How many lines in the listing include the string "understand"? Reply with the number alone.
++++ Extracted data ++++
PR #981, opened 2023-08-03
properly update moment locale based on selectedLanguage

spearec:
# Description

Updates moment locale based on selectedLanguage instead of defaultLanguage. This was an oversight in the reactstrap PR.

## Type of change

## Checklist


src/client/app/actions/admin.ts
```diff
@@ -98,6 +96,9 @@ function fetchPreferences(): Thunk {
 				}
 				if (preferences.defaultLanguage !== state.options.selectedLanguage) {
```
huss, line 97: The logic seems to work fine but I think having a comment(s) about what the cases are and what/why the value specified is set would be good.

huss (approved):
It seems to work fine. I just made a minor suggestion for commenting.

Issue #940, opened 2023-06-14
update entry of group, units & conversion data


huss:
### Is your feature request related to a problem? Please describe.

PR #828 included a change in how the code specifies meter data to become key:value pairs when using insertMeters (see src/server/data/automatedTestingData.js). Similar style should be used for groups, units & conversions. This impacts inserting the standard units and test data.

### Describe the solution you'd like

The code is modified as described. It can be done separately for each item if preferred.

### Describe alternatives you've considered

The code works but it is harder to keep track of the values with the current code.

### Additional context

The sooner we do this then the less code that needs to be updated for inserting values.

huss:
PR #983 did conversions & units so only groups remains.

PR #983, opened 2023-08-03
Testing format changes

dzheng13341:
# Description

- Changed insertUnits() and insertConversions() so when adding inputs into test, it now matches with meterData instead of being arrays in an array, and also makes it easier to see/understand and change test data.
- Subsequently changed all the current tests to match the new formatting.
- Tests returned successful.

Partly addresses issue #940 because it does not do groups.
## Type of change

## Checklist


spearec (approved):
Changes look good. Both `npm run test` and `npm run testData` work fine, and I believe those are the only scripts impacted by these changes.
This certainly improves readability of this part of the code.

src/server/util/insertData.js
```diff
@@ -20,22 +20,22 @@ const fs = require('fs').promises;
 async function insertUnits(unitsToInsert, update = false, conn) {
 	await Promise.all(unitsToInsert.map(
```
huss, line 21: The meter code checks that required keys are provided. It would be nice to do that here. I think you must give: name, unitRepresent, typeOfUnit, unitIndex, displayable, preferredDisplay due to what is set in the Unit constructor and what is required by the DB not to be null.

src/server/util/insertData.js
```diff
@@ -75,10 +175,10 @@ async function insertStandardUnits(conn) {
 async function insertConversions(conversionsToInsert, conn) {
 	await Promise.all(conversionsToInsert.map(
 		async conversionData => {
```
huss: Similarly to units for required values: sourceId, destinationId, bidirectional, slope, intercept. The last two are not required by database but you would have issues if not provided.

Also, could you rename the sourceId/destinationId to be sourceName/DestinationName since they are the names and not the Id being passed.

huss (changes requested):
Thanks to @dzheng13341 for their first PR. The work is good. I made a couple of comments that I would like addressed. I note that the developer also checked that a cold start would work since these functions are used to initialize OED. 

These are also used by the website setup so I will take care of updating that once this PR clears. That is not done within the production code of OED.

src/server/util/insertData.js
dzheng13341: I have created checks for name, unitRepresent, typeOfUnit, displayable, and preferredDisplay. None of the tests provided a unitIndex so it seems it is not a required key

src/server/models/Conversion.js
```diff
@@ -7,16 +7,16 @@ const sqlFile = database.sqlFile;
 
 class Conversion {
 	/**
-	 * @param {*} sourceId The unit id of the source.
-	 * @param {*} destinationId The unit id of the destination.
+	 * @param {*} sourceName The unit id of the source.
```
huss: It seems some files unrelated to the changes in input of conversions had the name of variables changed. In this file OED is using the id and not the name. The variable names should not have been changed and should Id not name.

src/server/routes/conversions.js
```diff
@@ -13,7 +13,7 @@ const router = express.Router();
 
 function formatConversionForResponse(item) {
 	return {
-		sourceId: item.sourceId, destinationId: item.destinationId, bidirectional: item.bidirectional, slope: item.slope, intercept: item.intercept, note: item.note
+		sourceName: item.sourceName, destinationName: item.destinationName, bidirectional: item.bidirectional, slope: item.slope, intercept: item.intercept, note: item.note
```
huss: This is another file where the variable names should have remained as Id.

src/server/services/graph/createConversionArrays.js
```diff
@@ -71,10 +71,10 @@ async function createCikArray(graph, conn) {
 	await assignIndex(destinations, conn);
 	for (const source of sources) {
 		for (const destination of destinations) {
-			const sourceId = source.id;
-			const destinationId = destination.id;
+			const sourceName = source.id;
```
huss: This is another file where the variable names should have remained as Id.

src/server/services/graph/createConversionGraph.js
```diff
@@ -21,9 +21,9 @@ async function createConversionGraph(conn) {
 
 	const conversions = await Conversion.getAll(conn);
 	for (let i = 0; i < conversions.length; ++i) {
-		graph.addLink(conversions[i].sourceId, conversions[i].destinationId);
+		graph.addLink(conversions[i].sourceName, conversions[i].destinationName);
```
huss: This is another file where the variable names should have remained as Id.

src/server/services/graph/handleSuffixUnits.js
```diff
@@ -9,17 +9,17 @@ const { getAllPaths } = require('./createConversionGraph');
 
 /**
  * Adds the new unit and conversions to the database and the conversion graph.
- * @param {*} sourceId The source unit's id.
- * @param {*} destinationId The destination unit's id.
+ * @param {*} sourceName The source unit's id.
```
huss: This is another file where the variable names should have remained as Id.

src/server/services/graph/pathConversion.js
```diff
@@ -88,9 +88,9 @@ async function pathConversion(path, conn) {
 	let intercept = 0;
 	let suffix = '';
 	for (let i = 0; i < path.length - 1; ++i) {
-		const sourceId = path[i].id;
-		const destinationId = path[i + 1].id;
-		const [newSlope, newIntercept, newSuffix] = await conversionValues(sourceId, destinationId, conn);
+		const sourceName = path[i].id;
```
huss: This is another file where the variable names should have remained as Id.

src/server/sql/conversion/insert_new_conversion.sql
```diff
@@ -3,4 +3,4 @@
  * file, You can obtain one at http://mozilla.org/MPL/2.0/. */
 
 INSERT INTO conversions(source_id, destination_id, bidirectional, slope, intercept, note)
-VALUES (${sourceId}, ${destinationId}, ${bidirectional}, ${slope}, ${intercept}, ${note});
+VALUES (${sourceName}, ${destinationName}, ${bidirectional}, ${slope}, ${intercept}, ${note});
```
huss: This is another file where the variable names should have remained as Id.

src/server/sql/conversion/update_conversion.sql
```diff
@@ -7,4 +7,4 @@ UPDATE conversions
         slope = ${slope},
         intercept = ${intercept},
         note = ${note}
-	WHERE source_id = ${sourceId} AND destination_id = ${destinationId};
+	WHERE source_id = ${sourceName} AND destination_id = ${destinationName};
```
huss: This is another file where the variable names should have remained as Id.

src/server/test/db/conversionTests.js
```diff
@@ -12,8 +12,8 @@ const Unit = require('../../models/Unit');
  * @param {*} actual The actual conversion.
  */
 function expectConversionToBeEquivalent(expected, actual) {
-	expect(actual).to.have.property('sourceId', expected.sourceId);
-	expect(actual).to.have.property('destinationId', expected.destinationId);
+	expect(actual).to.have.property('sourceName', expected.sourceName);
```
huss: This is another file where the variable names should have remained as Id.

src/server/util/insertData.js
```diff
@@ -20,26 +20,51 @@ const fs = require('fs').promises;
...
+					dbUnit.unitRepresent = unitData.unitRepresent;
+					dbUnit.secInRate = unitData.secInRate;
+					dbUnit.typeOfUnit = unitData.typeOfUnit;
+					dbUnit.suffix = unitData.suffix;
+					dbUnit.displayable = unitData.displayable;
+					dbUnit.preferredDisplay = unitData.preferredDisplay;
+					dbUnit.note = unitData.note;
+					// Should update even though exists.
+					await dbUnit.update(conn);
+					// Otherwise do not update.
```
huss: I'm unclear on why this comment moved. The line above just did the update. I think it was correct where it was.

src/server/util/insertData.js
```diff
@@ -20,26 +20,51 @@ const fs = require('fs').promises;
...
+			let ok = true;
+			for (let i = 0; i < unitsToInsert.length; ++i) {
+				// Meter key/value pairs for the current meter.
+				const uData = unitsToInsert[i];
+		
+				// Check that needed keys are there.
+				const requiredKeys = ['name', 'unitRepresent', 'typeOfUnit', 'displayable', 'preferredDisplay'];
+				ok = true;
+				requiredKeys.forEach(key => {
+					if ((key == 'name') && (typeof uData[key] !== 'string')){
```
huss: A few thoughts on these new checks:

1. The formatting is off. I suggest you use the standard Visual Studio Code formatting if you are using that IED.
2. These checks differ from the way meter does it that was given as an example. I can understand that checking the type of the value could be valuable. However, we have not been doing that and only doing in some cases seems inconsistent. It might be easiest to remove them as there are lots of ways that the data could be incorrect. If you want to keep this then some structure of requiredKeys that has the name and type that is then checked the same way for all keys seems better. You should also update meters to be consistent.
3. The first and second tests seem to do the same thing but are separated out. I'm unclear why. This will go away if you replace with the way meter did it or if you do consistent checks for all keys.

src/server/util/insertData.js
```diff
@@ -75,10 +200,35 @@ async function insertStandardUnits(conn) {
...
-				await new Conversion(sourceId, destinationId, conversionData[2], conversionData[3], conversionData[4], conversionData[5]).insert(conn);
+			let ok = true;
+			for (let i = 0; i < conversionsToInsert.length; ++i) {
+				// Meter key/value pairs for the current meter.
+				const cData = conversionsToInsert[i];
+		
+				// Check that needed keys are there.
+				const requiredKeys = ['sourceName', 'destinationName', 'bidirectional', 'slope', 'intercept'];
+				ok = true;
+				requiredKeys.forEach(key => {
```
huss: See comment on units as they apply here.

huss (changes requested):
I have a few comments and thoughts on the recent changes. Could you please address them before I do a careful check on the code? Thanks.

src/server/util/insertData.js
dzheng13341: Understood. The checks differ from the way meters does it because some nonstring keys return values such as 0 or false which will cause the program to think the key is missing. I could only think of the basic workaround which is to check the type of value, if there is any suggestions on how to do these checks better or change the checks meters does to fit units and conversions please let me know.

huss: While trying to figure out how to check the keys in a better way I ran into issues I found in the original code. I believe the issue was not seen because the same conversions were being inserted many times but the code skipped the insert after the first time. Below is my revised code to insert conversions that I believe is correct. The same basic logic should be used for units. The improved log message should be used in meters but it is important not to use a map function in that case so only change the message. You are welcome to make these changes or I can do them if you prefer. 

```js
async function insertConversions(conversionsToInsert, conn) {
	await Promise.all(await Promise.all(conversionsToInsert.map(
		async (conversionData, index) => {
			// Check that needed keys are there.
			const requiredKeys = ['sourceName', 'destinationName', 'bidirectional', 'slope', 'intercept'];
			ok = true;
			requiredKeys.forEach(key => {
				if (!conversionData.hasOwnProperty(key)) {
					console.log(`********key "${key}" is required but missing so conversion number ${index} not processed with values:`, conversionData);
					// Don't insert
					ok = false;
				}
			})
			if (ok) {
				const sourceName = (await Unit.getByName(conversionData.sourceName, conn)).id;
				const destinationName = (await Unit.getByName(conversionData.destinationName, conn)).id;
				if (await Conversion.getBySourceDestination(sourceName, destinationName, conn) === null) {
					await new Conversion(sourceName, destinationName, conversionData.bidirectional, conversionData.slope, conversionData.intercept, conversionData.note).insert(conn);
				}
			}
		}
	)))
}
```

dzheng13341: Sorry for the delay. I have updated insertConversions to match theses changes.

src/server/util/insertData.js
huss: I made this change.

huss (approved):

Issue #947, opened 2023-06-20
cookie-parser usage


huss:
### Is your feature request related to a problem? Please describe.

While working on PR #942, it was unclear if the package was actually used by OED. The only use is in src/server/app.js and I could not find any place that cookie was used elsewhere. OED does not seem to set any cookies. I commented it out and did not find any issues. Someone should see if it is really used (and hopefully with more knowledge of this than I have).

### Describe the solution you'd like

Remove package if not used.

### Describe alternatives you've considered

It stays in OED.

### Additional context

None

salhernandez:
@huss I would like for this issue to be assigned to me so that the students I'm mentoring for CodeDay Labs can work on it.

huss:
> @huss I would like for this issue to be assigned to me so that the students I'm mentoring for CodeDay Labs can work on it.

Done. I look forward to your contributions. Please let me know if you need any help.

spearec:
@salhernandez I'm not sure if it will be related, but #958 adds a new user-specific language setting. Currently, this is set to the site default every time OED is loaded, but it could be useful to store this value in a cookie, so the user's preference is saved when they reload the site. 
Even if OED chooses to remove this package for now, it would be good to have documentation on how to add it back in if we decide we want to start using cookies.

salhernandez:
@spearec Thanks for the info!

PR #985, opened 2023-08-07
Solved #947 by updating the usage of cookie-parser dependencies

moll0928:
# Description

Fixes #[issue]

## Type of change

## Checklist

## Limitations

### DIFF
--- a/package.json
+++ b/package.json
@@ -72,7 +72,6 @@
     "bcryptjs": "~2.4.3",
     "body-parser": "~1.20.2",
     "bootstrap": "~5.2.3",
-    "cookie-parser": "~1.4.6",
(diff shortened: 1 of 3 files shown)


moll0928:
I solved the problem #947 by updating the cookie parser dependencies. The original version of the dependency is 1.4.6, which causes the problem. First, I changed the dependency to the lower version 1.4.4, and after the testing, I found out that the website worked smoothly. So I directly deleted it, and did the test again. The whole website works fine. Thus this dependency is redundant and can be deleted.

spearec:
It looks like you've updated the pull request file in the codebase, instead of the pull request message itself on git. If you could fix this and update the PR instead we can move ahead with approving this PR.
++++
Solution to this task: 2